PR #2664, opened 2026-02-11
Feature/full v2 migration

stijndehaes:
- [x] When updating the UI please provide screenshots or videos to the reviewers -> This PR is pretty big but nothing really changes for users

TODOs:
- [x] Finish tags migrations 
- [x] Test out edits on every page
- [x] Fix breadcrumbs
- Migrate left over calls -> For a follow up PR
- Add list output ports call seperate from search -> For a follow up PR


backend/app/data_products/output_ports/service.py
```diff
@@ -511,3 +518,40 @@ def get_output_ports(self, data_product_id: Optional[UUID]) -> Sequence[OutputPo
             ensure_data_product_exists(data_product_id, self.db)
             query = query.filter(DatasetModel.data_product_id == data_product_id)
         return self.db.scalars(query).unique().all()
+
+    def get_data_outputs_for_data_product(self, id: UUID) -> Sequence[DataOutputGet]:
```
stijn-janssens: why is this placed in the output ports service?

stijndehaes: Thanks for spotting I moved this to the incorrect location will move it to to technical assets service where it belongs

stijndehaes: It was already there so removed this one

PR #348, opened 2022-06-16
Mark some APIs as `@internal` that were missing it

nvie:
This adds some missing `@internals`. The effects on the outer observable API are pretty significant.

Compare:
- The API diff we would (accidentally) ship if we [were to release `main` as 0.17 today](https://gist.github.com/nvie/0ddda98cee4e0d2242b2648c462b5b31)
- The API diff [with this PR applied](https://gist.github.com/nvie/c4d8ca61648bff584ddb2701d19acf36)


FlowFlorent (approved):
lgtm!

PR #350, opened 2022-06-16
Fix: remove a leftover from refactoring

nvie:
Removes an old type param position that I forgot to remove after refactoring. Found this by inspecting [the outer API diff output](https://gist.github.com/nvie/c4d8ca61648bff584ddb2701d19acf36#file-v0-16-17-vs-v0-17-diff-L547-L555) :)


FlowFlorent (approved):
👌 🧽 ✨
* * * * * * *
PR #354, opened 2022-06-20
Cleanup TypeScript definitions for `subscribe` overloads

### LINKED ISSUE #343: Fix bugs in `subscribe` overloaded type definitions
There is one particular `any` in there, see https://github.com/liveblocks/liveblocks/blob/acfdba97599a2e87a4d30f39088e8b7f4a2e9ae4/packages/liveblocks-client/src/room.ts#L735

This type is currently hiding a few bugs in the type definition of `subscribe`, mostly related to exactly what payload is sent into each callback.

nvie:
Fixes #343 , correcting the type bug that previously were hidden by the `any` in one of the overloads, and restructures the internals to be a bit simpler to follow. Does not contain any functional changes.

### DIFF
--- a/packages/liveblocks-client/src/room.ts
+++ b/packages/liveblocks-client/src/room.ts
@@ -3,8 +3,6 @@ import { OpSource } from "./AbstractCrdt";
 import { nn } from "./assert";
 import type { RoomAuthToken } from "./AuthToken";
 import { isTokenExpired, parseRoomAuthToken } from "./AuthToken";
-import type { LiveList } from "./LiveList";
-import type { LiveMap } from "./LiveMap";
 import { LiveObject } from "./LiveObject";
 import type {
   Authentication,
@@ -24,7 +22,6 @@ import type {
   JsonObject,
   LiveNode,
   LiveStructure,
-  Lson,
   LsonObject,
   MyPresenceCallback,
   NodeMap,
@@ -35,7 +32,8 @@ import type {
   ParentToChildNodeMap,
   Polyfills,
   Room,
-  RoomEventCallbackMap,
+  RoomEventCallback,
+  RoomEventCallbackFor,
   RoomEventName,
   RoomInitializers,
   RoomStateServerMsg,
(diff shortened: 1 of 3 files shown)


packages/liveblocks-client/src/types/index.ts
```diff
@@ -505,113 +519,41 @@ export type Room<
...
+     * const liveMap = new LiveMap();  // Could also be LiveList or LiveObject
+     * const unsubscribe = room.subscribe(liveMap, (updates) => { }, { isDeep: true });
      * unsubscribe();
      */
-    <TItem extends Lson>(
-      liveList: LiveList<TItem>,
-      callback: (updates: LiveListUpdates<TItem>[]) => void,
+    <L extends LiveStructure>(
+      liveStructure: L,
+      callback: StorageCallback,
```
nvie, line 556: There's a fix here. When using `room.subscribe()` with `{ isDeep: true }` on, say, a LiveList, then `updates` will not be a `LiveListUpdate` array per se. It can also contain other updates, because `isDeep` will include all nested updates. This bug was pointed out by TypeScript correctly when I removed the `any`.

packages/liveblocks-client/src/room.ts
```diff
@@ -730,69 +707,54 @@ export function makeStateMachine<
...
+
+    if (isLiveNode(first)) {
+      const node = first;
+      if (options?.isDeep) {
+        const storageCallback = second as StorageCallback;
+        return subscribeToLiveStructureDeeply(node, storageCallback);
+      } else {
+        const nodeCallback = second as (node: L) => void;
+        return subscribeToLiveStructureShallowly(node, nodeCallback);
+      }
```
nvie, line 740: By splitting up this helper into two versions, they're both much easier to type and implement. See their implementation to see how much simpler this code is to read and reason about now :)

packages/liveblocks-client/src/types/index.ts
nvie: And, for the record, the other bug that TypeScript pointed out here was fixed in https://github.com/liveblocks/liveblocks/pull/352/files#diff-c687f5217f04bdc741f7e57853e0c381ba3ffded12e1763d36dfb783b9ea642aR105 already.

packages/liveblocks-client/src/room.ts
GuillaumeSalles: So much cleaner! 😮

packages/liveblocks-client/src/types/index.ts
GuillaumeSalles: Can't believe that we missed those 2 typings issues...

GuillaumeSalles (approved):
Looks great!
* * * * * * *
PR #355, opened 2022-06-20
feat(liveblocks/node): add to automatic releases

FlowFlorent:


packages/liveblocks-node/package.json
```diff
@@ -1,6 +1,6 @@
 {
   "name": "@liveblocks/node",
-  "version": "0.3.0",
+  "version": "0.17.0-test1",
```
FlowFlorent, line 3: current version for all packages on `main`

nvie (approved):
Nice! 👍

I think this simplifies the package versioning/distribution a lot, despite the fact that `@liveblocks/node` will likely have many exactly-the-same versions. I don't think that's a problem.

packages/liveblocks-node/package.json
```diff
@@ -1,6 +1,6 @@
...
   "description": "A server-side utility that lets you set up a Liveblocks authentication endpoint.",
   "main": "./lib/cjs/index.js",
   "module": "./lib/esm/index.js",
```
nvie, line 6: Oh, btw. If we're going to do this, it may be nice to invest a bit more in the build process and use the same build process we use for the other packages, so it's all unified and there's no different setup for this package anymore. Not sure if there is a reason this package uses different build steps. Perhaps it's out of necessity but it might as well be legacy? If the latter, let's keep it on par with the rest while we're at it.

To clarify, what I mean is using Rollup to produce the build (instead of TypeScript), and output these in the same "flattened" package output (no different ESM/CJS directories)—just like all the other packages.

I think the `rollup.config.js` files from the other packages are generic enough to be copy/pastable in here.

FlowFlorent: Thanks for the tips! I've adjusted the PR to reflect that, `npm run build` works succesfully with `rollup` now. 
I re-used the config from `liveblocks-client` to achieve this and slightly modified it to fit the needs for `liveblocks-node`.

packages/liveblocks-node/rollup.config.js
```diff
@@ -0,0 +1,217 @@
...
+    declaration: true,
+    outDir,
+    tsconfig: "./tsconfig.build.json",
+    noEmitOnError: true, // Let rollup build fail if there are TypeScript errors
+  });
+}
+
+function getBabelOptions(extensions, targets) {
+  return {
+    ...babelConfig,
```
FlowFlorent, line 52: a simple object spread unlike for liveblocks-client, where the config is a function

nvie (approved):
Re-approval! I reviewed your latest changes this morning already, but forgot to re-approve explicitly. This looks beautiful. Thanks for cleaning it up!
* * * * * * *
AIM OF THE EXERCISE -> Look through the material above for "much" and copy the lines that have it.

TASK OUTPUT ->
nvie, line 740: By splitting up this helper into two versions, they're both much easier to type and implement. See their implementation to see how much simpler this code is to read and reason about now :)
GuillaumeSalles: So much cleaner! 😮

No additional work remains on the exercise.